Craintes d'effusion de sang alors que les Palestiniens se préparent à une grande manifestation contre la barrière à la frontière israélienne | Nouvelles du monde

Camaractu

30 mars 2019

Des milliers de Palestiniens à Gaza devraient manifester aujourd'hui devant la barrière de sécurité à la frontière avec Israël lors d'un rassemblement de masse intervenant quelques heures à peine après qu'un homme ait été abattu par les forces israéliennes.

Mohammed Saad, 21 ans, est mort après avoir été blessé lors d'escarmouches dans la nuit dans un camp de protestation près de la barrière située à l'intérieur de l'enclave palestinienne, selon une source de Sky News à Gaza.

Le ministère de la Santé de Gaza a déclaré qu'il avait été abattu. L'armée israélienne n'a pas encore commenté cette fatalité.

Un porte-parole des forces de défense israéliennes a déclaré que les troupes avaient répondu à deux explosions d'émeutes à la frontière vendredi après-midi et en début de soirée lorsque des manifestants avaient lancé des bombes incendiaires et brûlé des pneus en direction d'Israël.

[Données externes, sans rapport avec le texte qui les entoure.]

PR #1231, opened 2024-05-20
[BUG FIX} fixed small positional argument bug

Brunozml:
problem: Jax implementation of DQN wouldn't work for buffer size >= 1000 (min buffer size for learning) because of small bug in line 282.
```bash
open_spiel/open_spiel/python/jax/dqn.py", line 282, in _loss max_next_q = jax.numpy.where( TypeError: where() got some positional-only arguments passed as keyword arguments: 'x, y' (.venv) brunozorrilla:.../GitHub/open_spiel$
```

Solution:  get rid keyword of arguments:

```python
    max_next_q = jax.numpy.where(
        1 - are_final_steps, max_next_q, jnp.zeros_like(max_next_q))
```

### DIFF
--- a/open_spiel/python/jax/dqn.py
+++ b/open_spiel/python/jax/dqn.py
@@ -280,7 +280,7 @@ class DQN(rl_agent.AbstractAgent):
         (1 - legal_actions_mask) * ILLEGAL_ACTION_LOGITS_PENALTY,
         axis=-1)
     max_next_q = jax.numpy.where(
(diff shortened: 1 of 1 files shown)


lanctot:
Thanks!

lanctot:
Thanks @Brunozml for this.

I was running into an error when importing because it said the changes resulted in an empty import.

Turns out it was fixed recently internally: https://github.com/google-deepmind/open_spiel/commit/f33d30fc2dcda547b361412e037f62a043a5c50d

I guess your copy of master had not been updated yet. Thanks for spotting anyway!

Plus tard dans la nuit, un char israélien a tiré sur une position du Hamas au nord de Gaza.

Les médiateurs égyptiens s’emploient à désamorcer les tensions entre Israël et le groupe militant Hamas qui contrôle Gaza après deux jours de tirs de roquettes et de frappes aériennes plus tôt cette semaine.

Le succès ou l’échec de ces efforts pourrait déterminer si les manifestations sont maîtrisées ou si un affrontement plus sérieux est en train de se produire, à quelques jours des élections générales israéliennes.

La manifestation, qui doit commencer à 13h00 heure locale (10h00 GMT), marquera le premier anniversaire du début des manifestations hebdomadaires à Gaza qui ont fait près de 200 Palestiniens tués par les forces israéliennes et près de 30 000 blessés, dont environ 7 000 par balle. , selon des médecins palestiniens et des chiffres des Nations Unies.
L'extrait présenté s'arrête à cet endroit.